Coarse-grained modeling of polymers with end-on and side-on liquid crystal moieties: effect of architecture

TL;DR

This study develops a coarse-grained model to explore how different architectures of liquid crystal polymers affect their phase transitions and shape changes, providing insights for designing responsive materials.

Contribution

The paper introduces a new coarse-grained modeling approach that captures the effects of architecture on phase behavior and shape change in liquid crystal polymers.

Findings

End-on side-chain systems have higher LC to isotropic transition temperatures.

Well-organized mesophase structures form at low temperatures.

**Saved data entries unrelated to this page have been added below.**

PR #371, opened 2018-07-25
Expand IIIF surrogate keys

giorgiosironi:
For https://github.com/elifesciences/jira-import/issues/4349#issuecomment-407778723

Cater for:

- `/` service-to-file separator rather than Loris's `:`, for future use. But is it a
slash or an encoded slash?
- `%2F` in addition to the unencoded slash as a folder separator.

### DIFF
--- a/projects/elife.yaml
+++ b/projects/elife.yaml
@@ -1593,8 +1593,8 @@ iiif:
                 timeout: 2000
             surrogate-keys:
                 article-id-versioned:
-                    url: "^/lax:([0-9]+)/elife-([a-z0-9-]+)-v([0-9]+)\\.(.+)$"
-                    value: "article/\\1 article/\\1v\\3"
+                    url: "^/lax[:/]([0-9]+)(/|%2F)elife-([a-z0-9-]+)-v([0-9]+)\\.(.+)$"
+                    value: "article/\\1 article/\\1v\\4"
                     samples:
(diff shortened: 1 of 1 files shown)


thewilkybarkid:
> But is it a slash or an encoded slash?

Plain slash. (This is the cause of the Loris problem: slashes are meaningful.)

projects/elife.yaml
```diff
@@ -1593,8 +1593,8 @@ iiif:
                 timeout: 2000
             surrogate-keys:
                 article-id-versioned:
-                    url: "^/lax:([0-9]+)/elife-([a-z0-9-]+)-v([0-9]+)\\.(.+)$"
-                    value: "article/\\1 article/\\1v\\3"
+                    url: "^/lax[:/]([0-9]+)(/|%2F)elife-([a-z0-9-]+)-v([0-9]+)\\.(.+)$"
+                    value: "article/\\1 article/\\1v\\4"
```
thewilkybarkid: Could not capture the new group instead.

giorgiosironi:
> Assume the samples are used in the tests?

They are run as cross-checks during `update_infrastructure`

giorgiosironi:
Applying now everywhere `iiif--*`.

giorgiosironi:
Purging all 3 of them now.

Polymer architecture influences reversible deformation behavior.

Abstract

Mesogens, which are typically stiff rodlike or disklike molecules, are able to self-organize into liquid crystal (LC) phases in a certain temperature range. Such mesogens, or LC groups, can be attached to polymer chains in various configurations including within the backbone (main-chain LC polymers) or at the ends of side-chains attached to the backbone in an end-on or side-on configuration (side-chain LC polymers or SCLCPs), which can display synergistic properties arising from both their LC and polymeric character. At lower temperatures, chain conformations may be significantly altered due to the mesoscale LC ordering, thus, when heating from the LC ordered state through the LC to isotropic phase transition, the chains return from a more stretched to a more random coil conformation. This can cause macroscopic shape changes, which depend significantly on the type of LC attachment and other architectural properties of the polymer. Here, to study the structure-property relationships for SCLCPs with a range of different architectures, we develop a coarse-grained model that includes torsional potentials along with LC interactions of a Gay--Berne form. We create systems of different side chain lengths, chain stiffnesses, and LC attachment types, and track their structural properties as a function of temperature. Our modeled systems indeed form a variety of well-organized mesophase structures at low temperatures, and we predict higher LC to isotropic transition temperatures for the end-on side-chain systems than for analogous side-on side-chain systems. Understanding these phase transitions and their dependence on polymer architecture can be useful in designing materials with reversible and controllable deformations.